3.       When you create a custom claim provider to replace the out of box provider, you are going to want to override the FillSearch and FillResolve methods.  In those overrides you will need to create a PickerEntry instance.  Normally for these methods I use the CreateClaim helper method; however, if your provider is going to replace the out of the box provider you do not want to use the CreateClaim helper.  Instead you should:

a.       Use the new SPClaim constructor.

b.      Determine if the claim is an identity claim or not.  For example, if the identity claim for the SPTrustedIdentityTokenIssuer is email, then you know that if the claim value is an email address it is an identity claim.

c.       For an identity claim, the claimType for the new SPClaim constructor should match the identity claim for your SPTrustedIdentityTokenIssuer.  For example, if your identity claim is email, then your claimType parameter should be http://schemas.xmlsoap.org/ws/2005/05/identity/claims/emailaddress

i.         For an identity claim, the EntityType property of the PickerEntity should be SPClaimEntityTypes.User

d.      If it is NOT an identity claim, the claimType should be whatever claim makes sense for your application

i.         If it is NOT an identity claim, the EntityType property of the PickerEntity should be SPClaimEntityType.WhateverMakesSenseForYourApplication (probably FormsRole in many cases)

e.      For the last parameter of the new SPClaim constructor, use the following:  SPOriginalIssuers.Format(SPOriginalIssuerType.TrustedProvider, SPTrustedIdentityTokenIssuerName)

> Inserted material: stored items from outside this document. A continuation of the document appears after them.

PR #2973, opened 2023-11-14
Feat: New option to use Font Awesome Icons v6

### LINKED ISSUE #2525: How to Add Font Awesome 6.2.1 for icon
hi，I need to use the latest 6.2.1. How do I operate it?

kaeizen:
fixes #2525

### DIFF
--- a/src/components/font-awesome-icon/index.js
+++ b/src/components/font-awesome-icon/index.js
@@ -1,9 +1,7 @@
 /**
  * External dependencies
  */
-import {
-	faAPILoaded, faIsAPILoaded, faGetSVGIcon, faIconLoaded, createElementFromHTMLString,
-} from '~stackable/util'
+import { faGetIcon, createElementFromHTMLString } from '~stackable/util'
 import { pick } from 'lodash'
 
 /**
@@ -80,14 +78,38 @@ const addSVGAttributes = ( svgHTML, attributesToAdd = {}, attributesToRemove = [
 }
 
 const FontAwesomeIcon = memo( props => {
-	const [ forceUpdateCount, setForceUpdateCount ] = useState( 0 )
-	const forceUpdate = () => {
-		setForceUpdateCount( forceUpdateCount + 1 )
-	}
+	const [ iconHTML, setIconHTML ] = useState( '' )
+	const [ isLoading, setIsLoading ] = useState( false )
 
-	// Wait for the FA API to load.
+	const prefix = props.value ? props.value.replace( /-.*$/, '' ) : props.prefix
+	const iconName = props.value ? props.value.replace( /^.*?-/, '' ) : props.iconName
+
 	useEffect( () => {
-		faAPILoaded().then( forceUpdate )
+		const loadIconHTML = async () => {
+			setIsLoading( true )
+
+			if ( typeof props.value === 'string' && props.value.match( /^<svg/ ) ) {
+				setIsLoading( false )
+				return
+			}
+
+			// Wait for the FA icon to load.
+			let _iconHTML
+			if ( prefix && iconName ) {
+				await faGetIcon( prefix, iconName ).then( svg => {
+					_iconHTML = svg
+				} )
+			} else {
+				// If no value, just display a smiley placeholder.
+				await faGetIcon( 'far', 'smile' ).then( svg => {
+					_iconHTML = svg
+				} )
+			}
+			setIconHTML( _iconHTML )
+			setIsLoading( false )
+		}
+
+		loadIconHTML()
 	}, [] )
 
 	const propsToPass = pick( props, [ 'className', 'color', 'fill', 'style' ] )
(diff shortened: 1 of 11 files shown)


src/deprecated/font-awesome-version.php
```diff
@@ -0,0 +1,30 @@
...
+	 */
+	function stackable_font_awesome_icons_version_set_default( $old_version, $new_version ) {
+		if ( ! empty( $old_version ) && version_compare( $old_version, "3.12.6", "<" ) ) {
+			// Use FontAwesome icons v5.15.4 for users upgrading from v3.12.6 and below.
+			if ( ! get_option( 'stackable_fa_icons_version' ) || get_option( 'stackable_fa_icons_version' ) === '5.15.4' ) {
+				update_option( 'stackable_fa_icons_version', '5.15.4' );
+			}
+		} else if ( empty( $old_version ) ) {
+			// Use FontAwesome icons v6.4.2 for new installations.
+			update_option( 'stackable_fa_icons_version', '6.4.2' );
```
bfintal: I would recommend removing having to save the icon version for new installs. It would be better for new installs to have `stackable_fa_icons_version` blank (which translates to `false`), so that it means that if `stackable_fa_icons_version` is false, just use 6.4.2 
```suggestion
```

src/components/font-awesome-icon/index.js
```diff
@@ -152,7 +160,10 @@ FontAwesomeIcon.Content = props => {
 	const prefix = props.value ? props.value.replace( /-.*$/, '' ) : props.prefix
 	const iconName = props.value ? props.value.replace( /^.*?-/, '' ) : props.iconName
 
-	const iconHTML = faGetSVGIcon( prefix, iconName )
+	let iconHTML
+	faGetIcon( prefix, iconName ).then( svg => {
+		iconHTML = svg
+	} )
```
bfintal: We might run into problems here because `feGetIcon` is a promise that would need to be resolved before getting the value. Since this is called in `.Content` which is called during the saving process, we cannot have any promises here because we aren't assured that we will be able to wait for this value to resolve.

You will need to change this into a synchronous way to get the icon
```suggestion
	faGetIcon( prefix, iconName ).then( svg => {
		iconHTML = svg
	} )
```

src/components/icon-search-popover/index.js
```diff
@@ -58,6 +58,14 @@ export const cleanSvgString = svgString => {
...
 		.replace( /(<\/svg>)([\s\S]*)/g, '$1' )
 
+	if ( newSvg.indexOf( '<!-- Font Awesome' ) !== -1 ) {
+		// Remove defs
+		newSvg = newSvg.replace( /<defs[\s\S]*?<\/defs>/gm, '' )
+
+		// Remove comments
+		newSvg = newSvg.replace( /<!--[\s\S]*?-->/gm, '' )
+	}
+
```
bfintal: Would this work for all comments? Removing "Font Awesome" future proofs this
```suggestion
	if ( newSvg.indexOf( '<!--' ) !== -1 ) {
		// Remove defs
		newSvg = newSvg.replace( /<defs[\s\S]*?<\/defs>/gm, '' )

		// Remove comments
		newSvg = newSvg.replace( /<!--[\s\S]*?-->/gm, '' )
	}

```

f.        Here’s an example of an identity claim with all of these pieces put together: 

myPickerEntity.Claim = new SPClaim("http://schemas.xmlsoap.org/ws/2005/05/identity/claims/emailaddress", "speschka@microsoft.com", Microsoft.IdentityModel.Claims.ClaimValueTypes.String, SPOriginalIssuers.Format(SPOriginalIssuerType.TrustedProvider, SPTrustedIdentityTokenIssuerName));

IMPORTANT NOTE:  If you are the default claims provider for an SPTrustedIdentityTokenIssuer, you should use this method to create the PickerEntity claim irrespective of the type of claim; meaning, use this method whether it's an identity claim, role claim, etc.

So the key takeaways from this should be:

1.       Add a new property to your claim provider that is the name of the SPTrustedIdentityTokenIssuer where the provider will be used.

2.       When you are resolving an identity claim, make sure the EntityType is SPClaimEntityTypes.User

3.       Don’t use the CreateClaim helper method; use the new constructor for an SPClaim

4.       For the last parameter of the SPClaim constructor, use the SPOriginalIssuerType enum.

I’ve tested this in my environment and have it working successfully, and I’ve also worked with one of our MVP’s who was able to make it work for his customer following this same set of rules.